Title: The SoyBase, LegumeInfo, and PeanutBase databases in support of legume research and crop improvement

Author
item Campbell, Jacqueline
item CAMERON, CONNOR - National Center For Genome Resources
item CLEARY, ALAN - National Center For Genome Resources
item DASH, SUDHANSU - National Center For Genome Resources
item LAVELLE, EVAN - National Center For Genome Resources
item FARMER, ANDREW - National Center For Genome Resources
item Huang, Wei
item NOVAK, SIMON - Michigan Technological University
item PROM, CHEN - Collaborator
item WEEKS, NATHAN - Harvard University
item Cannon, Steven
item Nelson, Rex

Submitted to: Genetics
Publication Type: Peer Reviewed Journal
Publication Acceptance Date: 11/20/2025
Publication Date: N/A
Citation: N/A

Interpretive Summary: This paper describes a collection of websites with associated genomic databases, SoyBase (https://soybase.org), Legume Information System (https://legumeinfo.org), and PeanutBase (https://peanutbase.org). These websites support breeding and research work in the legume crop plant family by organizing and linking published legume genomic research data. Legume crops are critical to agriculture and the economy in the U.S., supporting plant breeding in soybean and other legume crops that are critical for products including livestock feed, oil seeds, and food in U.S. grocery stores. This paper describes a genomic Data Store that allows for bulk data access by breeders and researchers and by Artificial Intelligence (AI) models. The paper also describes the architecture for these websites, which has been designed for rapid, modular, flexible development well suited to genomic data and to rapidly include new data. This architecture allows for both code sharing and for customization to serve the unique needs of each research community. Showcasing this website architecture, the paper describes a set of online tools — some shared on all three sites, and some customized for the respective research communities.

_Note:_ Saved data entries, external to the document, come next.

PR #107, opened 2023-04-18
Fixes and update for 15_basic_material

chaoticbob:
- Fixed lighting for Blinn and Phong shaders
- Replaced PBR shader with a homegrown version that is very well behaved
- Added new models and textures to test various material responses using the new PBR shader
- Added a Translate() to TriMesh options
- Updated sample to use all the new things
- Changed default normal maps for materials to true


projects/15_basic_material/main.cpp
```diff
@@ -106,7 +106,10 @@ class ProjApp
     grfx::MeshPtr              mSphere;
     grfx::MeshPtr              mCube;
     grfx::MeshPtr              mMonkey;
-    grfx::MeshPtr              mAltimeterModel;
+    grfx::MeshPtr              mMeasuringTape;
```
Keenuts, line 109: Are those needed, as the pointer is stored in the vector anyway? They are only read during loading, but then stored into the vector.

projects/15_basic_material/main.cpp
```diff
@@ -132,7 +135,11 @@ class ProjApp
     grfx::SamplerPtr                  mSampler;
     MaterialResources                 mWoodMaterial;
     MaterialResources                 mTilesMaterial;
-    MaterialResources                 mAltimeterMaterial;
+    MaterialResources                 mStoneWallMaterial;
+    MaterialResources                 mMeasuringTapeMaterial;
```
Keenuts, line 139: Same for the materials.

projects/15_basic_material/main.cpp
```diff
@@ -202,7 +209,10 @@ class ProjApp
         "Sphere",
         "Cube",
         "Monkey",
-        "Altimeter",
+        "Measuring Tape",
```
Keenuts, line 212: Goodbye altimeter 😢

projects/15_basic_material/main.cpp
```diff
@@ -377,37 +393,92 @@ void ProjApp::SetupMaterials()
...
     PPX_CHECKED_CALL(GetDevice()->CreateDescriptorSetLayout(&createInfo, &mMaterialResourcesLayout));
 
+    // Green metal rust
+    {
+        SetupMaterialResources(
+            "poly_haven/textures/green_metal_rust/diffuse.png",
+            "poly_haven/textures/green_metal_rust/roughness.png",
+            "poly_haven/textures/green_metal_rust/metalness.png",
+            "poly_haven/textures/green_metal_rust/normal.png",
+            mWoodMaterial);
```
Keenuts, line 403: mWoodMaterial is used below also. Fine since those attributes seem useless, but still.

projects/15_basic_material/main.cpp
```diff
@@ -377,37 +393,92 @@ void ProjApp::SetupMaterials()
...
     };
 
     // Tiles
     {
         SetupMaterialResources(
-            "materials/textures/tiles/albedo.png",
-            "materials/textures/tiles/roughness.png",
-            "materials/textures/tiles/metalness.png",
-            "materials/textures/tiles/normal.png",
+            "poly_haven/textures/square_floor/diffuse.png",
```
Keenuts, line 421: square_tiles ? or square_floor_tiles?

Keenuts (approved):
some details, otherwise good. Looks better than the last version!

projects/15_basic_material/main.cpp
chaoticbob: These aren't needed.  I've removed in the latest push and added some logic to pull the vertex binding information.

projects/15_basic_material/main.cpp
chaoticbob: These aren't strictly needed but MaterialResources hangs on to some TexturePtr objects which would get auto destroy when device exists anyway...but if we don't keep them, it looks like we're purposely dangling pointers. I kept them for now but maybe a future PR can help fix that.

projects/15_basic_material/main.cpp
chaoticbob: Changed it to square_floor_tiles to make it very obvious what it is.

chaoticbob:
> some details, otherwise good. Looks better than the last version!

Thanks. Addressed the details.

assets/materials/shaders/PBR.hlsl
```diff
@@ -32,42 +28,39 @@ Texture2D    IBLTex         : register(IBL_MAP_TEXTURE_REGISTER,    MATERIAL_RES
...
 {
-    float alpha   = roughness * roughness;
-    float alphaSq = alpha * alpha;
-    float denom   = (cosLh * cosLh) * (alphaSq - 1.0) + 1.0;
-    return alphaSq / (PI * denom * denom);
+    float NoH    = saturate(dot(N, H));
+    float NoH2   = NoH * NoH;
+    float alpha2 = max(roughness * roughness, EPSILON);
+    float A      = NoH2 * (alpha2 - 1) + 1;
+	return alpha2 / (PI * A * A);
```
apazylbe, line 37: Is this supposed to be indented with extra space? Here and in the next function below (Geometry_SchlickBeckman)

assets/materials/shaders/PBR.hlsl
```diff
@@ -116,108 +112,62 @@ float4 psmain(VSOutput input) : SV_TARGET
...
-        // clang-format on
-        float3 diffuseBRDF = kD * albedo;
-
-        // Calculate specular BRDF
-        float3 specularBRDF = (F * D * G) / max(0.00001, 4.0 * cosLi * cosLo);
-    
-        // Accumulate light's total contribution
-        directLighting += (diffuseBRDF + specularBRDF) * Lrad * cosLi;
+    float3 directLighting = 0;
+	for (uint i = 0; i < Scene.lightCount; ++i) {
```
apazylbe, line 130: Do we need to fix indentation here?

assets/materials/shaders/PBR.hlsl
chaoticbob: The HLSL code doesn't get fed through an automatic formatter. clang-format doesn't play nice with HLSL yet. So it's just subjected to whatever formatting it came from. This code was copied over from some of my other projects.

chaoticbob: Also, we don't currently have an HLSL style guide :(

assets/materials/shaders/PBR.hlsl
apazylbe: Line 130 here, if it should have one fewer \t, same as line 129

assets/materials/shaders/PBR.hlsl
vettoreldaniele: Filed https://github.com/google/bigwheels/issues/108

assets/materials/shaders/PBR.hlsl
chaoticbob: Thanks. Fixed.

PR #109, opened 2023-04-18
Distinguish read-only and read-write structured buffers

vettoreldaniele:
DX12 needs the distinction between SRV and UAV when lowering the descriptor type.


chaoticbob (approved):
LGTM

PR #110, opened 2023-04-18
Added a new buffer-based OIT algorithm

mdagois:
Added a buffer-based OIT algorithm that builds per-pixel linked list of fragments
* It is available under the "Buffer" dropdown
* It has two options

Code refactoring
* Renamed the previous buffer-based algorithm to "buckets" as it uses per-pixel fixed-size buckets to store fragments
* Moved functions and renamed variables in the shader code

### DIFF
--- a/projects/oit_demo/Buffer.cpp
+++ b/projects/oit_demo/Buffer.cpp
@@ -222,6 +222,8 @@ void OITDemoApp::SetupBufferBuckets()
 
 void OITDemoApp::SetupBufferLinkedLists()
 {
+    mBuffer.lists.linkedListHeadTextureNeedClear = true;
+
     // Linked list head texture
     {
         grfx::TextureCreateInfo createInfo         = {};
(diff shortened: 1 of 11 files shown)


projects/oit_demo/Buffer.cpp
```diff
@@ -52,29 +52,30 @@ void OITDemoApp::SetupBuffer()
...
-        createInfo.height                    = mBuffer.countTexture->GetHeight();
-        createInfo.renderTargetCount         = 0;
-        createInfo.pDepthStencilImage        = nullptr;
-        PPX_CHECKED_CALL(GetDevice()->CreateDrawPass(&createInfo, &mBuffer.gatherPass));
+        grfx::DrawPassCreateInfo2 createInfo  = {};
+        createInfo.width                      = mBuffer.buckets.countTexture->GetWidth();
+        createInfo.height                     = mBuffer.buckets.countTexture->GetHeight();
+        createInfo.renderTargetCount          = 0;
+        createInfo.pDepthStencilImage         = nullptr;
+        createInfo.renderTargetClearValues[0] = {0, 0, 0, 0};
```
vettoreldaniele, line 77: No clear values needed

vettoreldaniele (approved):
LGTM

projects/oit_demo/Buffer.cpp
mdagois: Fixed!

PR #111, opened 2023-04-18
Adds custom row stride version of Bitmap::Create

chaoticbob:
This change adds a variant of the Bitmap::Create functions for external storage to take a custom row stride for cases where the row stride is not width * pixel stride.

### DIFF
--- a/include/ppx/bitmap.h
+++ b/include/ppx/bitmap.h
@@ -66,11 +66,17 @@ public:
 
     Bitmap& operator=(const Bitmap& rhs);
 
+    //! Creates a bitmap with internal storage.
     static Result Create(uint32_t width, uint32_t height, Bitmap::Format format, Bitmap* pBitmap);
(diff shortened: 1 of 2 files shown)


include/ppx/bitmap.h
```diff
@@ -182,7 +184,7 @@ class Bitmap
 
 private:
     void   InternalCtor();
-    Result InternalInitialize(uint32_t width, uint32_t height, Bitmap::Format format, char* pExternalStorage);
+    Result InternalInitialize(uint32_t width, uint32_t height, Bitmap::Format format, uint32_t rowStride, char* pExternalStorage);
```
vettoreldaniele, line 187: Can you add a comment that if `rowStride` is zero, then the format's default row stride is used?

chaoticbob: Done. Added comments  for that block of functions to keep things uniform.

vettoreldaniele (approved):

Issue #17, opened 2020-02-06
MangoHUD does not work on ZorinOS 15.1


canalocaradoti:
Hello, how are you? First of all I would like to congratulate you for the work and I hope it will evolve even more and thus be a reference in the Linux world.

Well, I'm an editor on the Brazilian blog Diolinux and through the GamingOnLinux blog, I saw your tool and found it interesting and went to test it. But unfortunately on ZorinOS 15.1 Core (Gnome) and Lite (XFCE), MangoHUD is not working, I ran both the .sh script and tried to compile it and it was not. In theory ZorinOS uses the Ubuntu 18.04 base, and in some packages it can use the 18.04.1 base or the 18.04.3 base. I also saw that the meson is in version 0.47. I have a hybrid laptop from Dell (Intel + Nvidia), with a GTX 960M and using the 440.44 drivers. I wonder if you have any procedure to do or something like that. I am available to help.

Att
Ricardo

flightlessmango:
Was there any errors when you tried to build mangohud?
What command did you use to test mangohud with?

For basic I usually recommend downloading the vulkan-tools package and running `MANGOHUD=1 vkcube`

telans:
> I ran both the .sh script and tried to compile it and it was not.

Failed to compile? What was the error message?

canalocaradoti:
So, I followed the recommended procedures.  There was no error when I ran install.sh or when I ran ./build.sh install.  I also tried the Vulkan test and nothing, so much so that I have the vulkan-tools package installed.

telans:
Does `$HOME/.local/MangoHud/libMangoHud.so` exist? Same with `$HOME/.local/share/villain/implicit_layer.d/mangohud64.json`

canalocaradoti:
@telans here in my ZorinOS, there are these paths : /home/ricardo/.local/share/vulkan/implicit_layer.d/ with the mangohud64.json and /home/ricardo/.local/share/MangoHud/ with the libs libMangoHud.so and  libMangoHud32.so. I'm sending a print of when I run sh with and without the sudo command.
![2020-02-06_15-36](https://user-images.githubusercontent.com/41804119/73967829-6bbea680-48f7-11ea-99c8-9d1fe6f033e8.png)

telans:
Then it's strange that it doesn't load. Do you have vulkan-icd loader installed? Or in other words, does DXVK work on your system?

canalocaradoti:
[...]

PR #20, opened 2020-02-08
Use dpkg-query -s to query for packages

guihkx:
By own experience, `dpkg-query -l` doesn't always return 1 if a package isn't installed.

`dpkg-query -s` seems more reliable. Source:

https://github.com/bitrise-io/bitrise/issues/433

### DIFF
--- a/build.sh
+++ b/build.sh
@@ -44,7 +44,7 @@ dependencies() {
                 DEPS="{glibc-devel.i686,libstdc++-devel.i686,libX11-devel.i686}"
                 install
             ;;
-            *"buntu"|"Linux Mint"|"Debian")
+            *"buntu"|"Linux Mint"|"Debian"|"Zorin OS")
                 MANAGER_QUERY="dpkg-query -s"
                 MANAGER_INSTALL="apt install"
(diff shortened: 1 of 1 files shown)


guihkx:
I've also added Zorin OS to the script, as per discussion [here](https://github.com/flightlessmango/MangoHud/issues/17#issuecomment-583733884). Hope you guys don't mind.

imaami:
I don't mean to poop on your party, but I have to say the build script is pretty horrible. It's full of obvious landmines in the form of not quoting any variables - please read up on how shell variable expansion behaves when a variable's value contains spaces. And there are some weird things as well, like running a command, then echoing `$?` and comparing the output to `1` - really?

But again I apologize for being like this. Just annoyed right now. The actual problem with the script is trying to do everything a package manager does, using sudo to do it without even stopping to ask, copying stuff to hardcoded paths, etc., and also trying to do what the build system (meson) is supposed to already accomplish.

It's just a giant do-everything-badly overreach of a script. You use meson, so don't put the install logic in some script (unless meson can't do it at all, in which case: why?). And when I'm not logged in as root, just trying to build a fairly small C/C++ project, you're not supposed to launch a system-wide package install command using sudo or whatever! That's not OK. Your build script or system should tell me if I'm missing programs or tools, not try to actually install packages it _thinks_ I need.

There are more examples in the script that are also worth mentioning, but I'm kind of burned out from this rant already so I'll pass.

telans:
If you want to improve it, feel free to submit a pull request

PR #25, opened 2020-02-11
Add x11/wayland feature switches

DanySpin97:


flightlessmango:
I think this was in before but removed because mangohud does not work on wayland for some reason

telans:
segfaults for me

meson_options.txt
```diff
@@ -1 +1,3 @@
 option('glibcxx_asserts', type : 'boolean', value : false)
+option('with_x11', type : 'feature', value : 'enabled')
```
jackun: Can't this be just a boolean?

jackun:
Atleast hotkeys stuff needs to be \#ifdef'ed out if disabling x11

jackun:
Merged manually.

PR #41, opened 2020-02-17
Add Solus support

ikeycode:
Full rationale is given per commit, but to overview:

 - Support stateless layout for the `os-release` file location
 - Use eopkg pythonic APIs to verify presence of 32bit build dependencies and `system.devel` component. Limitations are explained in the individual commit but this chiefly comes down to exit codes. Tested as fully working on Solus and non-interfering with other distros.


ikeycode:
Screenshot from 2020-02-17 11-22-14

PR #83, opened 2020-03-17
Use wrap for Dear ImGui

stephanlachnit:
This PR aims to replace the Dear ImGui git submodule with a proper [wrap dependency](https://mesonbuild.com/Wrap-dependency-system-manual.html). This has some advantages:
- Updating only requires changing a file
- Works without a git directory (also doesn't require to init the submodules)

However, it does require a second repository where you handle the `meson.build` file. Right now, I created one [here](https://github.com/stephanlachnit/dearimgui-wrap). I would give you the ownership of the repository.

This is still a draft because of three reasons:
- Right now you use the experimental tables branch, wrap however only works with releases so that would have to wait until the next ImGui release.
- The repository is still in my ownership (should be in the hand of someone who actually changes the version).
- I didn't remove the git submodule yet since removing submodules will be messed up when rebasing.

I also updated the name of the dependency variable to follow meson's recommendation of `<project-name>_dep`. I am also thinking about doing the same for the Vulkan-Headers.


stephanlachnit:
Just put the Vulkan-Headers in a wrap subproject as well. Except the Dear ImGui tables stuff it looks like it works just fine.

jackun:
I merged vulkanheaders.wrap part to `develop`. Couldn't wait :P

stephanlachnit:
Nice! I just invited you and @flightlessmango to both wrap repos :)

stephanlachnit:
@jackun I updated the `build-source.sh` script for wrap, so be aware of that when merging `develop`. I also updated the Vulkan Headers to `1.2.137` :)

stephanlachnit:
Closed in favor of #153.

PR #95, opened 2020-03-22
Updated ManogoHud.conf with the recent values

### LINKED ISSUE #92: update master mangohud.conf
new variables needed to be added to config
https://github.com/flightlessmango/MangoHud/blob/master/bin/MangoHud.conf

> reload_cfg= | Change keybind for reloading the config
> 
> timetime_format=%T | Displays local time. See std::put_time for formatting help.
> 
> text_color | #ffffff
> gpu_color | #2e9762
> cpu_color | #2e97cb
> vram_color | #ad64c1
> ram_color | #c26693
> engine_color | #eb5b5b
> io_color | #a491d3
> frametime_color | #00ff00
> background_color | #020202
> Change default colors: gpu_color=RRGGBB
> 
> alpha | Set the opacity of all text and frametime graph 0.0-1.0
> 
> background_alpha | Set the opacity of the background 0.0-1.0
> 
> read_cfg | Add to MANGOHUD_CONFIG as first parameter to also load config file. Otherwise only MANGOHUD_CONFIG parameters are used.
> 
> output_file | Define name and location of the output file (Required for logging)
> 
> font_file | Change default font (set location to .TTF/.OTF file )
> 
> log_duration | Set amount of time the logging will run for (in seconds)
> 
> vsync
> gl_vsync | Set vsync for OpenGL or Vulkan
> 
> io_write
> io_read|IO read and write for the app, not system.

i added these to my mangohud.conf
i figure it would be easier if everyone had them by default

Faalagorn:
Fixes #92

### DIFF
--- a/bin/MangoHud.conf
+++ b/bin/MangoHud.conf
@@ -70,15 +70,15 @@ background_alpha=0.5
 # alpha=
 
 ### Color customization
-# text_color	#ffffff #ffffff
-# gpu_color	#2e9762 #2e9762
-# cpu_color	#2e97cb #2e97cb
-# vram_color	#ad64c1 #ad64c1
-# ram_color	#c26693 #c26693
-# engine_color	#eb5b5b #eb5b5b
-# io_color	#a491d3 #a491d3
-# frametime_color	#00ff00 #00ff00
-# background_color	#020202 #020202
+# text_color=FFFFFF
+# gpu_color=2E9762
+# cpu_color=2E97CB
+# vram_color=AD64C1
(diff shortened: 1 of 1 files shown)


flightlessmango:
I don't understand why the colors are written twice and I don't think it works to write `#` in the color.
Otherwise it looks good

Faalagorn:
Thanks for pointing that out! I copied that section from the comment without thinking. I now fixed it and changed it to big letters to match that of crosshair and readme.

PR #119, opened 2020-04-08
Write log in a memory buffer and periodically write it in disk

andrealmeid:
Hello,

This PR improves the performance of logging by writing data in a memory buffer and periodically writing it to disk, to avoid losing data in case of interruption. The time interval of writes can be set using the environment variable `LOG_WRITE_INTERVAL` and it is set as 1 second by default. Writing to the file for each line can hurt performance since it will trigger a disk write and this action can be blocked.

To test this, I have setup the following environment:  
- `LOG_WRITE_INTERVAL = 1 sec`
- `LOG_PERIOD = 10`
- `output_file`: a file in a USB flash drive
- Used the benchmark tool from "Metro: Last Light Redux". Owners of this game can find this tool in `.local/share/Steam/steamapps/common/Metro Last Light Redux/benchmark.sh`.

This was the result:

buffer_disk

I started the logging at the same time, and it should have the same duration. However, as can be seen, the "Write on disk" test took long to run, since a lag was added between the frame draws, making the a horizontal scaling (like when you multiply _x_ by a constant).

It also improves the indentation and don't call sleep if the log duration is over.

Thanks!

### DIFF
--- a/src/logging.h
+++ b/src/logging.h
@@ -60,8 +60,8 @@ void *logging(void *params_void){
 
     if ((elapsedLog) >= params->log_duration * 1000000 && params->log_duration)
       loggingOn = false;
-
-    this_thread::sleep_for(chrono::milliseconds(log_period));
+    else
+      this_thread::sleep_for(chrono::milliseconds(log_period));
   }
 
   writeFile(params->output_file + date);
--- a/src/logging.h
+++ b/src/logging.h
@@ -10,16 +10,16 @@ using namespace std;
 
 string os, cpu, gpu, ram, kernel, driver;
 bool sysInfoFetched = false;
-int gpuLoadLog = 0, cpuLoadLog = 0, log_period = 0;
+int gpuLoadLog = 0, cpuLoadLog = 0, log_period = 0, elapsedLog;
 
 struct logData{
   double fps;
-  double cpu;
-  double gpu;
-  double previous;
+  int cpu;
+  int gpu;
+  int previous;
 };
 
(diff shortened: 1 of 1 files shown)


flightlessmango:
I can imagine this possibly being an issue. I have however not encountered these issues with log duration, I normally log to a ramdisk disk so I might be avoiding it like that

I'm thinking the variable `LOG_WRITE_INTERVAL` is not necessary, just write to memory until done and then paste the whole thing

andrealmeid:
> I'm thinking the variable `LOG_WRITE_INTERVAL` is not necessary, just write to memory until done and then paste the whole thing

This was my first implementation design, but while testing I saw that when the game process was killed/interrupted (like when using Ctrl + C in terminal), nothing was written to the file. To prevent data loss, I added this option. 

I could add a rule that `if (LOG_WRITE_INTERVAL == 0)`, write only once when the log is done, what do you think?

flightlessmango:
Yes the log would be lost, but what use is a broken log? I can't quite see the use case for it. If my game crashes mid benchmark, I'm doing a new log

andrealmeid:
Hello @flightlessmango, could you have a look in the changes again?

I removed the log duration as suggested, but keep in mind that the log will also be lost in the case you manually closes the game while the log is happening. This occurs because `loggingOn` never is `false` is this case. I tried to find some function that is called when the HUD is being shutting down, but I wasn't able to find it. If there's such function, just adding `loggingOn = false;` will solve this case.

Thanks :)

Issue #118, opened 2020-04-08
sudo is mandatory


TheEvilSkeleton:
Greetings, so I have encountered an issue where it is required to use sudo. I am a doas user and do not have sudo installed, so I get this issue: 
![image](https://user-images.githubusercontent.com/50847364/78734597-2ab73280-7938-11ea-91d3-77675237afa3.png)
Note that installing sudo made it work just fine, but it is still a bit annoying.

PR #123, opened 2020-04-12
Add doas support

Newbytee:
Adds support for using doas if sudo is not available. Closes https://github.com/flightlessmango/MangoHud/issues/118


Faalagorn:
I'm not using the build script myself, but do you think it's possible to add `su -c` while at it? Arch PKGBUILDs support it when sudo is not installed.

Newbytee:
> I'm not using the build script myself, but do you think it's possible to add `su -c` while at it? Arch PKGBUILDs support it when sudo is not installed.

I was considering this, but ultimately decided against it as `su -c` requires quotation marks. Bit less simple to implement. I'll look into it though, as it definitely would be nice to neither depend on sudo nor doas.

Newbytee:
Decided upon this: I'll work on support for using `su` directly, but it will be a separate pull request.

PR #131, opened 2020-04-18
Blacklist: Add OpenGL and fix `mangohud steam`

Sporif:
This adds the ability to run `mangohud steam` and have it work with all games by default. That requires:
 - adding the blacklist functionality to OpenGL
 - not hooking dlsym as this breaks steamwebhelper and doesn't seem to be required by any games I've tried
 - fixing `LD_PRELOAD` that is currently unset and never reset.


jackun:
> not hooking dlsym as this breaks steamwebhelper and doesn't seem to be required by any games I've tried

Try Live for Speed, wined3d doesn't get hooked, for me at least.

Sporif:
That's odd, other wined3d games (such as Arkham Asylum with `PROTON_USE_WINED3D=1`) do get hooked.

PR #150, opened 2020-05-03
Use gzip in build-source.sh

stephanlachnit:
I just noticed I messed up the script - it didn't use gzip (or any other compression). Debian doesn't accept non-compressed tarballs, which means the uploaded ones are useless to me.
Can you run the tar commands by hand on the v0.3.5 tag (the script on that tag has to be unchanged else there will be diff errors), and publish the tarballs? I'm really sorry for this.

I also removed an old entry in the gitignore I forgot to remove in #148.

### DIFF
--- a/.gitignore
+++ b/.gitignore
@@ -6,7 +6,6 @@ MangoHud*.tar.gz
 pkg
 mangohud*.tar.*
 lib32-mangohud*.tar.*
-v*.tar.gz
 
 # Prerequisites
 *.d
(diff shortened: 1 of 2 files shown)


stephanlachnit:
@jackun thanks, but I think you didn't had the Dear ImGui submodule downloaded, because `modules/ImGui/src/` is empty in the tarball. Can you re-upload it with that?

Honestly I can't wait for the next Dear ImGui release so that #83 can be merged (no more git submodules).

jackun:
Oof, ok. Github upload is weirdly slow, especially with those gifs.

PR #151, opened 2020-05-03
add metainfo file

stephanlachnit:
I created a metainfo file for MangoHud (using https://www.freedesktop.org/software/appstream/metainfocreator/#/consoleapp). This makes MangoHud showing up in Gnome Software, KDE Discover etc. if it's available in the distro's repo.

It isn't perfect though, I'm not sure whether the "screenshots" will be properly shown (normally you would want to use a 16:9 png), but I guess it should be easy to test it, and it doesn't have an icon yet.

Even though this is only a console application, I think an icon is nice for the metainfo page. The icon should be an svg. I think @flightlessmango's user picture would like nice, but ofc that's not my decision. I prepared everything for the icon.


flightlessmango:
I don't fully understand what this is, but I guess it wouldn't hurt. My profile picture would be fine

stephanlachnit:
> I don't fully understand what this is, but I guess it wouldn't hurt. My profile picture would be fine

Basically it's meta information for App Stores, making MangoHud better visible and easier to install for Linux newbies. It's ready to merge as is, the picture can be added later.

Do you have the picture as an svg? That would be the easiest. It also should have a free license (CC-BY-SA 4.0 International for example is great for artwork, if you can choose a license).

flightlessmango:
The purest form I have is an `.ai` file, I'm not a wiz when it comes to image stuff tho so I'm not sure how to make it svg. I also don't know how to add a license

stephanlachnit:
So it's Adobe Illustrator, right? Then you should be able to export it via File->Export and then select svg somewhere (scalable vector graphics).

Since svg's don't have a license attribut, I would edit the file with a text editor and add SPDX/REUSE comment (xml style): https://reuse.software/spec/

flightlessmango:
I'm not the original creator and I do not have that program. The original would also need to be cropped and without the knowledge or program I'm not sure how to proceed

stephanlachnit:
> I'm not the original creator and I do not have that program. The original would also need to be cropped and without the knowledge or program I'm not sure how to proceed

`.ai` files can also be loaded with Inkscape (which is open source), there it can also be exported as svg. I haven't worked much with Inkscape, so I don't know how to crop either, but I'm sure it's possible in a not too complicated way.

But if you are not the original creator, are you even allowed to publish it with a CC license?

flightlessmango:
Yes it's a logo that I commissioned. I will have a look at inkscape

flightlessmango:
This should be an svg and should contain a CC license
[FlightlessMango.svg](https://cdn.discordapp.com/attachments/366023719199440908/777018315318886420/FlightlessMango.svg)

stephanlachnit:
Pushed with the svg. In KDE Discover the icon isn't shown however, I suspect because it is not a square.

Gnome Software currently only shows metainfo of type `desktop-application`, so sadly MangoHud isn't shown there.

data/meson.build
```diff
@@ -1,4 +1,34 @@
...
+              '--no-net',
+              '--pedantic',
+              metainfo_file]
+  )
+endif
+
+# Install metainfo file
+install_data(
+  metainfo_file,
+  install_dir: join_paths(datadir, 'metaino')
```
jackun, line 21: metaino? Should be metainfo?

stephanlachnit: Ah whoopsi yes you're right.

stephanlachnit:
@jackun @flightlessmango I rebased this against #630.

Right now, this sadly can't really be tested in with KDE Discover or Gnome Software (e.g. https://gitlab.gnome.org/GNOME/gnome-software/-/issues/1476), as they don't really check local files.

I would suggest to just merge this after #630 and then it should be much easier to test it.

jackun:
Ah github dun goof

PR #152, opened 2020-05-03
Add .editorconfig for automatically setting indentation formatting in…

jackun:
… supported IDEs or text editors

### DIFF
--- a/.editorconfig
+++ b/.editorconfig
@@ -1,0 +1,22 @@
+# See http://editorconfig.org to read about the EditorConfig format.
+# - Automatically supported by VS2017+ and most common IDE or text editors.
+# - For older VS2010 to VS2015, install https://marketplace.visualstudio.com/items?itemName=EditorConfigTeam.EditorConfig
+
+# top-most EditorConfig file
+root = true
+
+# Default settings:
+# Use 4 spaces as indentation
+[*]
+indent_style = space
+indent_size = 4
+insert_final_newline = true
+trim_trailing_whitespace = true
+
+[src/overlay*{cpp,h}]
+indent_size = 3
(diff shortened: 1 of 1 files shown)


.editorconfig
```diff
@@ -0,0 +1,22 @@
...
+# Default settings:
+# Use 4 spaces as indentation
+[*]
+indent_style = space
+indent_size = 4
+insert_final_newline = true
+trim_trailing_whitespace = true
+
+[src/overlay*{cpp,h}]
+indent_size = 3
```
stephanlachnit, line 17: Are you sure this shouldn't be four?

.editorconfig
```diff
@@ -0,0 +1,22 @@
...
+trim_trailing_whitespace = true
```
stephanlachnit, line 18: Also this whole section is kinda unnecessary since the behavior is already defined in `[*]`.

.editorconfig
jackun: Most of overlay.* etc are 3 spaces as it was in mesa vulkan overlay.

stephanlachnit: Ah whoops I just read `*{cpp,h}`, so nvm.

stephanlachnit:
Btw I would add an exception for Dear ImGui, else it could add newlines in there.

jackun:
> Btw I would add an exception for Dear ImGui, else it could add newlines in there.

It has its own .editorconfig and at least with KDevelop it seems to override MangoHud's settings as it has [root = true](https://stackoverflow.com/a/30539967)

stephanlachnit:
Ah whoops I missed that.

Technical Abstract: Here, we describe a collection of genomic database portals, SoyBase (https://soybase.org), Legume Information System (https://legumeinfo.org), and PeanutBase (https://peanutbase.org), that support breeding and research work in the legume plant family. The legume family includes important crops such as soybean, peanut, common bean, lentils, chickpeas, as well as approximately 20,000 other species that are important in all terrestrial ecosystems. Beyond the value of the portals for species in this large clade (as well as for plant biology more generally), the database and site architecture of these portals will be of interest to developers of similar genomic sites, as the data management and software solutions are generic and should be applicable to a wide variety of organisms. The architecture for these sites has been designed for rapid, modular, flexible development well suited to genomic data and to rapid incorporation of new data. Website content is handled with a static site generator (Jekyll). Interactive applications are developed using JavaScript encapsulated as Web Components that access back-end data via APIs for stability and flexibility. This architecture allows for both code portability and for customization to serve the unique needs of each research community.